Je n'attends qu'une chose, c'est que ça reparte
Au mois de juillet, Patrick dit avoir été incapable de payer son crédit hypothécaire. Pire encore, l'assurance incendie qui s'élève à 1.400 euros et une dette d'avant crise qu'il doit au SPF Finances liée à la TVA de son activité (plus de 18.000 euros) sont venues alourdir l'ardoise. "Le ministère des Finances a relancé ses procédures de recouvrements. Je leur dois de la TVA que je n'ai plus. Cet argent, je l'ai utilisé pour manger. Les procédures ne sont plus suspendues, ils reviennent à la charge. En contrepartie, je n'ai pas de boulot qui reprend. C'est la double sanction. Sans compter que si je ne règle pas mon problème de crédit hypothécaire, je risque de perdre la maison."
Il demande l'aide du CPAS
Aujourd'hui dans une impasse, Patrick s'est tourné vers le CPAS de sa commune pour demander de l'aide. "C'est compliqué. En tant qu'indépendant, il n'y a pas beaucoup de possibilités. Il est préférable d'être au chômage pour pouvoir bénéficier d'une aide." Une situation inimaginable pour celui qui en début d'année voyait son activité en plein essor et pensait à engager une personne pour le suppléer dans ses activités. "Je n'attends qu'une chose, c'est que ça reparte. Par la porte ou la fenêtre, il faut que ça reparte."
L'impasse
Patrick souhaite lutter contre une idée reçue selon laquelle les informaticiens ont toujours du boulot, quelle que soit la situation. La preuve avec son récit. "Quand j'explique à mon entourage que je suis informaticien 'Ah ça doit être super, tu dois avoir plein de boulot', on me dit. Dans la tête des gens, l'informaticien est celui qui doit avoir énormément de boulot."

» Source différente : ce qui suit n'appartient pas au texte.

PR #3960, opened 2013-10-09
a stateless "goldilocks" api

seanmonstar:
keeps current watch() api, but makes it "stateless" if RP doesn't want
session management. to indicate this, simply don't pass an `onlogout`
handler to watch().

navigator.id.watch({ onlogin: function(assertion) {} });
navigator.id.request(optionsAsNormal);

### DIFF
--- a/CONTRIBUTORS
+++ b/CONTRIBUTORS
@@ -4,9 +4,9 @@ Ben Adida <ben@adida.net>
 Brian J Brennan <brianloveswords@gmail.com>
 Brian Warner <warner-github@lothar.com>
 Bryan Clark <clarkbw@gmail.com>
-Dan Callahan <dan.callahan@gmail.com>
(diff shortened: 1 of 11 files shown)


seanmonstar:
Two notes:
1. Since there's really only 1 option to pass to watch() for this, I'd think it would be nice to allow passing a function instead of an object with an onlogin parameter. 
2. There's some confusion over whether we're keeping the same function names, or introducing configure and prompt. Changing it in this PR is really easy, the only changes would be in include.js.

seanmonstar:
oh dangit. i didnt realize there was a mozilla/goldilocks branch, and this PR automatically chose it as the target. closing and making new versus dev.

callahad:
Yeah, the other branch was Lloyd's slash-and-burn, goldilocks-only experiment.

Patrick n'est pas seul à vivre cette situation. Beaucoup d'autres indépendants rencontrent de grosses difficultés. Olivier Mauën du Syndicat neutre pour Indépendants: "Effectivement, on a des situations très difficiles qui remontent aux oreilles de nos conseillers. Certains indépendants parlaient même de pensées suicidaires au pic de la crise. C'est très compliqué et vient à cela se greffer une situation financière très compliquée." Le SNI estime à 1 sur 6 le risque de faillite après la crise. "Mon carnet de commandes est vide et ne j'ai aucune rentrée en vue. Etant indépendant en personne physique, je suis en train de prendre mes renseignements quant aux conséquences d'une faillite sur mon patrimoine car je n'ai plus le choix vu que la situation ne se rétablit pas."
Un sentiment d'échec douloureux
L'informaticien rencontre une autre difficulté. Celle d'évoquer sa situation auprès de son entourage. Raison pour laquelle aussi il a souhaité témoigner anonymement. Un sentiment d'échec dont il a dû mal à parler. "Quand on est indépendant, c'est très compliqué de parler de sa situation financière. Ça reste un sentiment d'échec. Quand on est en train de plonger et qu'on ne sait pas se rattraper, c'est très compliqué. En parler à sa compagne, ça fait peur. A sa famille, on passe pour le gars qui rate quelque chose. A des connaissances ou d'autres indépendants qui s'en sortent moins mal, on passe pour le petit canard noir de la bande. Il y a toujours cette fierté qui reste là."